The investigation also found several other ways in which erroneous navigational data from an external navigational aid could potentially result in the corruption of FMS-calculated positional data, in some cases despite the presence of numerous good sources of navigational data alongside the malfunctioning navaid; additionally, even in the absence of erroneous external data, FMS reliability standards were quite low for a system being relied on to provide critical terrain data, allowing a significant chance of navigation errors large enough to potentially result in the EGPWS completely missing high terrain ahead of the aircraft.[1]

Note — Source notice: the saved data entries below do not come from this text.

PR #905, opened 2020-06-11
Implement pandoc importing support

ForeverRainbow:
This is a revised version of #903 which uses GSubprocess for management of subprocesses (i.e pandoc)

It also includes the functionality to import a directory from pandoc, however it has not been added to the UI since I think there will need to be some configuration screen with accepted formats becuase right now it will just try and send every file it can find through pandoc which obviously doesn't turn out well.

It also fixes an issue I discovered while testing, where trying to import a binary file using pandoc (e.g an odt) wouldn't work.

I have also noticed an issue where tables are inserted into the currently selected node rather than the node they are meant to be imported into. I assume this is to do with how the html parser handles tables


txe:
g_find_program_in_path  - to find the program

I'm pretty sure, code in action_imports can be written much simpler, to import from pandoc file one function calls another and that calls another and the same couple of time more. 

I don't like how `add_nodes_with_directory_hierarchy` is made, it has templates, callbacks, options. calls other template functions. Looks universal, but depth is hardcoded. It can be much simpler

pandoc code also can be in export2html.cc

g_subprocess_new returns process pointer, should it be clean up?
stdout_stream  shouldn't be closed?

ForeverRainbow:
Whoops, yes it should thanks for spotting that!

The stdout_stream does not need to be closed, it is done automatically when the GSubprocess is destroyed. 

`add_nodes_with_directory_hierarchy` is that way so that it can be used for other importers when importing directories, it is recursive because it needs to be to handle subdirectories and depth is not needed for now but will be if a maximum depth restriction is imposed. The templates are just so that any valid functor can be used. I am not sure how it can be simplified while still maintaining a node hierarchy based on the filesystem.

The pandoc code should be in export2html, I missed that sorry

txe:
some glib functions return Glib::RefPtr and some not. With auto and unknown functions, it's really hard to read what is going. If it's possible, add types to variables

ForeverRainbow:
I remember now why I didn't delete `process`, `GSubprocess` is opaque and doesn't seem to offer any destructor, I am assuming that `g_subprocess_wait` will destroy it once done?

txe:
Yeah, I couldn't find out about it too

txe:
Thanks, don't worry about unifying import functions, I was going to do about it to simplify unit testing.
And thanks for the issue with tables, hope I won't forget to fix it.

ForeverRainbow:
I'll open an issue for the tables thing

PR #908, opened 2020-06-13
Set architecture to any

steev:
This lets us build the package on arm64, armhf, armel and i386 instead
of just amd64.


steev:
I've been running with this change for a while locally, to build the c++ version of Cherry Tree on Kali for my arm64 machines.

giuspen:
Ok thanks

PR #909, opened 2020-06-13
Implement Table of Contents inserting for C++

ForeverRainbow:
This implements Table of Contents inserting for the C++ port.

I think this matches the behaviour of the python version 100%, it uses the same anchor structure for nodes (`h<level>-<num>`) and the same character set for the list bullets.

There is a bug which I noticed which causes a segfault if an anchor is removed and then another node is selected. This is a general issue with anchors in the C++ version I think since I get the same bug if I use "insert anchor".

### DIFF
--- a/future/src/ct/ct_actions.h
+++ b/future/src/ct/ct_actions.h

The AAIB released its final report in January 2008; the Ethiopian CAA, formally in charge of the investigation, still had not released any report as of June 2010 (over seven years after the incident).[2] The AAIB report made a total of six safety recommendations. Two of these were to the Ethiopian CAA, regarding navigational-aid maintenance and the issuance of NOTAMs, and one was to the International Civil Aviation Organization, regarding standards for systems used to monitor the performance of navigational aids. The remaining three were made to the European Aviation Safety Agency (EASA) and the U.S. Federal Aviation Administration (FAA), and concerned the vulnerability of EGPWS to failures of ground-based navigational aids;[1][2] one recommendation called for the EASA and FAA to review EGPWS certification requirements to reduce the likelihood of a navigational-aid failure causing a loss of EGPWS protection and a possible CFIT, and for the standards for the accuracy of these navigational aids to be tightened to ensure the safety of aircraft relying on these installations for EGPWS protection, while the final two recommendations called for the EASA and FAA to consider the possibility of alerting flightcrews to FMS-detected navigational-aid faults.[1] These last three recommendations were formally rejected by the EASA, which considered the verification of the accuracy of ground-based navigational aids to be the responsibility of ground-based agencies and personnel and to be outside the scope of standard aircraft navigational equipment, as well as expressing concerns about the technical difficulty of including this sort of monitoring functionality in standard airborne navigation receivers.[3][4][5]

See also[edit]

  • [[]]


  1. The ADS VOR had a colocated DME beacon, which functioned properly throughout and did not contribute to the incident.
  2. Following the incident with Flight 6711, British Mediterranean suspended the use of non-GPS-equipped aircraft on flights to Addis Ababa.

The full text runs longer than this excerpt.